Lately I’ve been thinking a lot about architecture.
Not from a theoretical point of view, but from something more practical:
why we often end up overcomplicating apps that don’t really need it.
Because if there’s one thing that happens a lot in mobile, it’s this:
we use architectures designed for large systems… in apps that aren’t there yet.
The problem is not the architecture
Architectures like Clean Architecture, MVVM, or similar approaches are not the problem.
They exist for a reason.
The real issue is when and how we use them.
Because many times, we don’t apply them out of necessity…
We apply them because “it’s the right thing to do”.
When everything starts scaling (for no reason)

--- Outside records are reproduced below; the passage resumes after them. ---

PR #5058, opened 2022-09-21
redfish: Only create users using IPMI when we know it's going to work

hughsie:
Make the IPMI auto-account feature allow-listed on specific vendors as some IPMI implementations are not specification compliant and do entirely the wrong thing.

Type of pull request:

- [X] Code fix
- [ ] Feature
- [ ] Documentation


hughsie:
The back story here is that some old versions of Supermicro firmware actually change the ADMIN password when you ask them to change the OPERATOR password. :exploding_head:

superm1 (approved):

PR #5060, opened 2022-09-22
usi-dock: Add initialization retry to ensure flash ready

victor-cheng:
sometimes initialization will report flash busy.

Type of pull request:

- [ ] Code fix
- [ ] Feature
- [ ] Documentation

### DIFF
--- a/plugins/usi-dock/fu-usi-dock-mcu-device.c
+++ b/plugins/usi-dock/fu-usi-dock-mcu-device.c
@@ -524,6 +524,37 @@ fu_usi_dock_mcu_device_wait_for_spi_ready_cb(FuDevice *device, gpointer user_dat
 }
 
 static gboolean
+fu_usi_dock_mcu_device_wait_for_spi_initial_ready_cb(FuDevice *device,
+						     gpointer user_data,
+						     GError **error)
+{
+	FuUsiDockMcuDevice *self = FU_USI_DOCK_MCU_DEVICE(device);
+	guint8 buf[] = {USBUID_ISP_DEVICE_CMD_FWBUFER_INITIAL};
+	guint8 val = 0;
+
+	if (!fu_usi_dock_mcu_device_txrx(self,
+					 TAG_TAG2_CMD_SPI,
+					 buf,
+					 sizeof(buf),
+					 &val,
+					 sizeof(val),
+					 error))
+		return FALSE;
+	if (val != SPI_STATE_READY) {
+		g_set_error(error,
+			    G_IO_ERROR,
+			    G_IO_ERROR_BUSY,
+			    "SPI state is %s [0x%02x]",
+			    fu_usi_dock_spi_state_to_string(val),
+			    val);
+		return FALSE;
+	}
+
+	/* success */
+	return TRUE;
+}
+
+static gboolean
 fu_usi_dock_mcu_device_wait_for_checksum_cb(FuDevice *device, gpointer user_data, GError **error)
 {
 	FuUsiDockMcuDevice *self = FU_USI_DOCK_MCU_DEVICE(device);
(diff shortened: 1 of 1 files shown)


plugins/usi-dock/fu-usi-dock-mcu-device.c
```diff
@@ -572,14 +603,15 @@ fu_usi_dock_mcu_device_write_firmware_with_idx(FuUsiDockMcuDevice *self,
 					 sizeof(val),
 					 error))
 		return FALSE;
```
hughsie, line 605: I think you can get rid of this initial one as well, no?

hughsie: @victor-cheng I'm prepping the new fwupd release for tomorrow, so if you want this in the tarball then can you fix this up today please. If timing is not important then no panic.

plugins/usi-dock/fu-usi-dock-mcu-device.c
```diff
@@ -568,18 +599,19 @@ fu_usi_dock_mcu_device_write_firmware_with_idx(FuUsiDockMcuDevice *self,
 					 TAG_TAG2_CMD_SPI,
 					 &cmd,
 					 sizeof(cmd),
-					 &val,
-					 sizeof(val),
+					 NULL,
+					 0x0,
 					 error))
```
hughsie, line 604: nah, i mean this whole thing -- it's always called at least once with retry.

victor-cheng: Do you mean to omit this command? I had to make sure that the order of these commands would behave the same as on other platforms, and we would only write to the external flash once. We need this retry mechanism.

hughsie: i mean you could omit the:

	/* initial external flash */
	cmd = USBUID_ISP_DEVICE_CMD_FWBUFER_INITIAL;
	if (!fu_usi_dock_mcu_device_txrx(self,
					 TAG_TAG2_CMD_SPI,
					 &cmd,
					 sizeof(cmd),
					 &val,
					 sizeof(val),
					 error))
		return FALSE;
	if (val != SPI_STATE_READY) {
		g_set_error(error,
			    G_IO_ERROR,
			    G_IO_ERROR_INVALID_DATA,
			    "invalid state for CMD_FWBUFER_INITIAL, got 0x%02x",
			    val);
		return FALSE;
	}

and just rely on it being called in the fu_usi_dock_mcu_device_wait_for_spi_initial_ready_cb() loop.

plugins/usi-dock/fu-usi-dock-mcu-device.c
```diff
@@ -563,23 +594,15 @@ fu_usi_dock_mcu_device_write_firmware_with_idx(FuUsiDockMcuDevice *self,
...
-			    val);
+	if (!fu_device_retry(FU_DEVICE(self),
+			     fu_usi_dock_mcu_device_wait_for_spi_initial_ready_cb,
+			     30,
+			     NULL,
+			     error)) {
+		g_prefix_error(error, "failed to wait for initial: ");
 		return FALSE;
 	}
+
```
hughsie, line 605: no extra newline here, and then LGTM.

plugins/usi-dock/fu-usi-dock-mcu-device.c
```diff
@@ -563,23 +594,15 @@ fu_usi_dock_mcu_device_write_firmware_with_idx(FuUsiDockMcuDevice *self,
 	fu_progress_add_step(progress, FWUPD_STATUS_DEVICE_WRITE, 42, "internal-flash");
```
hughsie, line 594: also, there's still FU_PROGRESS_FLAG_GUESSED here -- doesn't the daemon spit out some big red text on what the values are supposed to be? See https://github.com/fwupd/fwupd/wiki/Daemon-Warning:-FuProgress-steps

hughsie (approved):

hughsie (dismissed):

hughsie:
@victor-cheng 

    ../plugins/usi-dock/fu-usi-dock-mcu-device.c:582:16: error: unused variable ‘val’ [-Werror=unused-variable]
      582 |         guint8 val = 0x0;

hughsie (approved):

PR #5062, opened 2022-09-22
snap: Use strict confinement

valentindavid:
In order to run fwupd in Ubuntu Core, the snap has to use strict confinement. There is a snap called `uefi-fw-tools` which contained fwupd which could work with strict confinement. But it would be better if the upstream snap was strictly confined in the first place.

This PR is experimental and will need a lot of testing. I would like some suggestion of hardware to test.

Here are PRs in snapd to improve the required interfaces
 - https://github.com/snapcore/snapd/pull/12169
 - https://github.com/snapcore/snapd/pull/12149
 - https://github.com/snapcore/snapd/pull/12144

In order to run on Ubuntu Core, upower and udisks2 snaps are also needed. polkit is not yet available. I have some `snapcraft.yaml` files for those snaps at:
- https://github.com/valentindavid/snap-udisks2
- https://github.com/valentindavid/snap-upower

On other systems, it should work without those snaps.

Type of pull request:

- [ ] Code fix
- [*] Feature
- [ ] Documentation


src/fu-util.c
```diff
@@ -3650,7 +3650,7 @@ fu_util_check_daemon_version(FuUtilPrivate *priv, GError **error)
 static gboolean
 fu_util_check_polkit_actions(GError **error)
 {
-#ifdef HAVE_POLKIT
+#ifdef VERIFY_POLKIT_ACTIONS
```
hughsie, line 3653: I think we need to have PolicyKit working -- this allows any user to do anything.

superm1:
Some of these changes make sense " generally " even until the experimental strict confinement is ready.

Could you perhaps split off the ones that make sense generically into their own PR and propose merging sooner? We can then keep this one as a draft until everything else is landed and we're confident on it.

snap/snapcraft.yaml
```diff
@@ -44,11 +70,25 @@ parts:
     plugin: nil
     stage-packages:
       - python3-gi
-      - python3-cairo
+      - python3-gi-cairo
+    override-stage: |
+      craftctl default
```
superm1, line 75: I think with this change we might be able to turn on UEFI capsule splash in the build arguments, right?

snap/snapcraft.yaml
```diff
@@ -71,13 +113,6 @@ parts:
                        "-Dlibjcat:introspection=false",
                        "-Dlibjcat:tests=false"]
     source: .
-    source-type: git
-    override-build: |
-      snapcraftctl build
-      echo $(git describe HEAD --always) > $SNAPCRAFT_STAGE/version
```
superm1, line 77: As the snap builds on every single release and goes to edge channel we had wanted this.

When you get to tagged release then it includes the tags. When you don't you at least know what commit you build from.

src/fu-util.c
valentindavid: It is intended to work. But the check of the policy file does not work when strictly confined.  Snapd is responsible of installing the policy with the fwupd interface. The path would be `/var/lib/snapd/hostfs/usr/share/polkit-1/actions/snap.fwupd.interface.polkit.org.freedesktop.fwupd.policy` and we would need to give permission to read that file.

snap/snapcraft.yaml
```diff
@@ -6,30 +6,56 @@ description: |
...
+    plugs: [bluez, udisks2, modem-manager, upower-observe, network]
+    slots: [fwupd]
     completer:
       share/bash-completion/completions/fwupdtool
   fwupd:
     command: fwupd.wrapper
-    daemon: simple
+    daemon: dbus
+    slots: [fwupd]
+    plugs: [udisks2, modem-manager, upower-observe, polkit, network]
```
superm1, line 47: don't you need bluez here too?

snap/snapcraft.yaml
superm1: never mind, I see you moved it.

snap/snapcraft.yaml
hughsie: Yes, and that's an internal network not the internet. Not sure if snap can confine to internal adapters or not.

src/fu-util.c
superm1: By default can the confined `fwupdmgr` not access that file then?  

I follow the intent of the new config option, but any other way we can dynamically verify that we don't need to check for it?  Perhaps can we check that we're in a confined snap environnment in some way?  environment variable?

snap/snapcraft.yaml
valentindavid: I feel this part should not be merged. It was to build the local files rather than from git. I can make it a separate commit not to be merged.

snap/snapcraft.yaml
valentindavid: Yes. I think we need it too. I will test that again and verify there are errors.

snap/snapcraft.yaml
superm1: Got it; don't worry.  This is a draft, we won't merge anything until it's not a draft.  But please pull in anything you want merged sooner into separate PR's so this draft PR stays lean.

superm1:
> https://github.com/snapcore/snapd/pull/12169

I made a pass at all the plugins to identify a few more missing things for this one, thanks!

valentindavid:
> > In order to run on Ubuntu Core, upower and udisks2 snaps are also needed. polkit is not yet available. I have some snapcraft.yaml files for those snaps at:
> 
> How do you mark these as "dependencies" snaps? Is that a thing?

Do you mean dependency to install automatically? Or to connect installed fwupd to installed usdisks2 and upower?

I do not think there is a way to automatically install other snaps.

For the connections it is done with `snap connect`. Once it will be published in store, I believe we can have it automatically connected.

superm1:
> Do you mean dependency to install automatically? Or to connect installed fwupd to installed usdisks2 and upower?
> I do not think there is a way to automatically install other snaps.

Yeah if they can't install automatically, we probably need to also think about how we can show some messaging to users that they need to do something themselves to install the other snaps to enable features.  We have a way to show plugin level messages to users, and I think this makes good sense to bring over in that case.

valentindavid:
> Yeah if they can't install automatically, we probably need to also think about how we can show some messaging to users that they need to do something themselves to install the other snaps to enable features. We have a way to show plugin level messages to users, and I think this makes good sense to bring over in that case.

Note that these snaps are only needed on Ubuntu Core which targets mostly IoT. For desktop distributions, udisks, upower and polkit installed onfrom host used from host.

snap/snapcraft.yaml
valentindavid: The snapd interfaces has no netfilter backend. So I do not think we could easily make an interface for specific networks.

However, we could add more restricted network access in the `fwupd` slot. For example, allow just tcp, and not allow resolve.

superm1: @hughsie do the internal networks ever use DNS that you've seen though?  It's probably better not to back ourselves into a corner if they expect to use mDNS or something like `redfish.local`

hughsie: I've only ever seen ipv4 addresses, but it's not inconceivable to see a hostname there.

superm1: I'd say we should avoid locking this down any further for now.

src/fu-util.c
valentindavid: Yes, we can use an environment variable. We can define it in the wrapper.

snap/snapcraft.yaml
```diff
@@ -121,6 +156,11 @@ parts:
...
       - uuid-dev
     stage-packages:
+      - libunbound8
+      - libevent-2.1-7
+      - libnghttp2-14
+      - libpsl5
+      - librtmp1
       - libgcab-1.0-0
       - libarchive13
       - libcbor0.8
```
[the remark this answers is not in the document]
valentindavid: I have disabled it.

valentindavid:
As a transition, we could have two `snapcraft.yaml`, one confined and one not. And they can be published in different channels. For example `confined/edge`.

superm1:
> As a transition, we could have two `snapcraft.yaml`, one confined and one not. And they can be published in different channels. For example `confined/edge`.

Sure; I'm fine with that.  But how do you get Launchpad to trigger "two" different builds then?

Also; generally I think several changes in this file we can start doing for the unconfined build too if you want to do some smaller byte size PRs for them.

src/fu-util.c
superm1: OK, please make a new environment variable and document it in in `docs/env.md`.  I don't think it needs to be snap specific.  Maybe `FWUPD_IGNORE_POLKIT`?

superm1:
Recently I overhauled our CI for snap and now use Github actions.  As part of the change I've also merged some of your changes that were applicable to classic snap too into main.  Feel free to rebase your branch on that.

contrib/snap/fwupdmgr.wrapper
```diff
@@ -1,2 +1,4 @@
 #!/bin/sh
+LD_LIBRARY_PATH="$SNAP/usr/local/lib${LD_LIBRARY_PATH:+:}${LD_LIBRARY_PATH-}"
```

You start with a simple app.
A couple of screens, some logic, a few network requests.
And suddenly you have:
- Use cases
- Repositories
- Data sources
- Mappers
- DTOs
- Domain models
Everything nicely separated.
Everything looks clean.
But also…
much more complex than the app actually needs.
The invisible cost
That extra complexity isn’t free.
You pay for it with:
- More code to maintain
- More time to make changes
- More friction to understand the flow
And worst of all:
more distance between the idea and the implementation
So… should we avoid architecture?
Not really.
Architecture is necessary.
But it should come as a response to a problem, not as a starting point.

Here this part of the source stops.